Each outbreak has been relatively small in numbers. Yet each has reinforced the same message: Nipah is not going away.
Why Nipah Virus Is So Dangerous
Compared to COVID-19, Nipah is less contagious; it does not typically spread over long distances through the air. But three factors make it a nightmare scenario for epidemiologists:
- High Mortality: While COVID-19’s overall death rate has generally remained below 2%, Nipah’s fatality rate ranges from 40% to 75% depending on the outbreak and the quality of care. In some clusters, almost everyone infected has died.
- No Specific Treatment or Vaccine (as of 2026): There is currently no approved antiviral drug or vaccine for Nipah in humans. Treatment is largely supportive—keeping patients hydrated, managing fever and seizures, and providing intensive care when possible. For many patients, especially in resource-limited settings, that is not enough.
- Long-Term Effects: Survival does not always mean safety. Some patients develop relapsing encephalitis—brain inflammation that can return months or even years after apparent recovery. These delayed complications can be disabling or fatal.
This combination of high lethality, lack of targeted treatment, and the possibility of human-to-human spread is what keeps Nipah on the radar of global health agencies.
The Current Situation: A Local Virus With Global Implications
Today, Nipah is widely recognised as a recurring threat in South and Southeast Asia, particularly in Bangladesh and parts of India. But in a world as interconnected as ours, a virus does not need a passport to travel.
Indian agencies like the Indian Council of Medical Research (ICMR), along with global organisations such as the Coalition for Epidemic Preparedness Innovations (CEPI), are supporting research into Nipah vaccines and treatments. Early-stage trials are under way, offering cautious hope that future outbreaks might one day be prevented rather than merely contained.

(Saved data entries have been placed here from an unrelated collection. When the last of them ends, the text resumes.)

PR #3857, opened 2020-11-24
Feature/ui submit test questionnaire data

achen2401:
Per internal meeting, adding UI Test button on patient home page to allow **manual** submission of main study questionnaire responses.

Changes include:
- make questionnaire data submission button available **ONLY** when main study assessment is available (status of due or overdue).  NOTE: Only main study questionnaire data will be submitted.  User will still need to go through the sub-study questionnaire (for sub-study subject)
- the button is ONLY available in the Test environment
- the button is activate via the combination key press of Ctrl, Shift and "d" letter keys
- make portal JS code buildable


mcjustin (approved):
Looks good to me. I'm not sure about the hotkey requirement, but let see how it goes!

ivan-c (approved):

PR #3858, opened 2020-11-24
remove date range restriction for consent datepicker

achen2401:
Remove date range constraint on the allowable dates to be selected from date picker for consent date.
Note again: datepicker for consent date is only available in the test environment


mcjustin (approved):
@achen2401  you didn't ask me to review, but this looks right to me - just removing the date restriction.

Until then, the tools we have are simple—but not easy to sustain:
- Avoiding consumption of raw date palm sap in affected regions, or ensuring it is boiled before use.

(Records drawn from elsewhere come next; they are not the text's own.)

PR #3863, opened 2020-12-01
Display sub-study tailored content based on trigger state readiness

achen2401:
Frontend code changes are needed as back-end processing of triggers is asynchronous.
Changes include:

- Add frontend code - to that for display in post-questionnaire thank you modal and to that for sub-study tailored content for domain topics - to poll the readiness of trigger information (trigger information is considered ready to consume if the trigger state is processed, triggered o resolved.
- the frontend code will poll a maximum of 5 tries (beyond that seems too long for pleasant user experience)
- fix bug related to loading video content
- styling updates


portal/eproms_substudy_tailored_content/src/js/Base.js
```diff
@@ -202,24 +202,50 @@ export default {
...
-                    this.processDefaultDomainContent();
+                    processedData = JSON.parse(response[0].value);
                 } catch(e) {
                     //log error to console
                     this.setErrorMessage(`Error parsing trigger data ${e}`);
                 }
+
+                if (processedData &&
+                    params.retryAttempt < params.maxTryAttempts &&
+                    //if the trigger data has not been processed, try again until maximum number of attempts has been reached
```
pbugni, line 229: I may have overlooked it, but you should only bother to poll IF the state is "inprocess".  Checking against `processedTriggerStates` would also wait if the user is `unstarted` or `due`.

pbugni (approved):

mcjustin (approved):

portal/eproms_substudy_tailored_content/src/js/Base.js
achen2401: right, the check won't be initiated if the triggers have been processed.

ivan-c (approved):

PR #4328, opened 2023-06-30
Test Deadlock Workaround

ivan-c:
Split tests causing deadlocks to separate test suite (tox "env") invocation


pbugni:
@ivan-c I'd suggest you kill this branch - the source of the problem was found to be something of a deadlock between the test harness and the background jobs it was waiting on, which didn't have the assumed system_user in the database.

thank you for the attempt to help!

- Minimising close contact with fruit bats and their habitats, and reducing practices that bring bats, domestic animals and humans into unsafe proximity.

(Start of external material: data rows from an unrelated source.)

PR #4330, opened 2023-07-12
generate `site.cfg` for celery workers

pbugni:
The site_persistence machinery generates a site specific (eproms vs USA) config file for consumption on start-up.

Previously, only the `web` service was executing `flask sync` which generates this file for consumption.

New `generate-site-cfg` CLI included in the respective `celery` launch commands does exactly that, so the jobs have the same configuration as the web service.

### DIFF
--- a/docker/docker-compose.dev.yaml
+++ b/docker/docker-compose.dev.yaml
@@ -17,3 +17,17 @@ services:
         target: /mnt/code
         type: bind
         read_only: true
+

- Enforcing strict infection-control measures in hospitals, especially when treating patients with unexplained encephalitis or suspected Nipah infection.
Nipah reminds us that the next big health crisis may not always arrive with dramatic numbers or global headlines. Sometimes, it emerges quietly—from a village, a farm, or a tree where bats and humans unknowingly share the same food.
In that sense, the “silent predator” is not just the virus itself, but the fragile balance between humans, animals and the environment—a balance the world ignores at its own risk.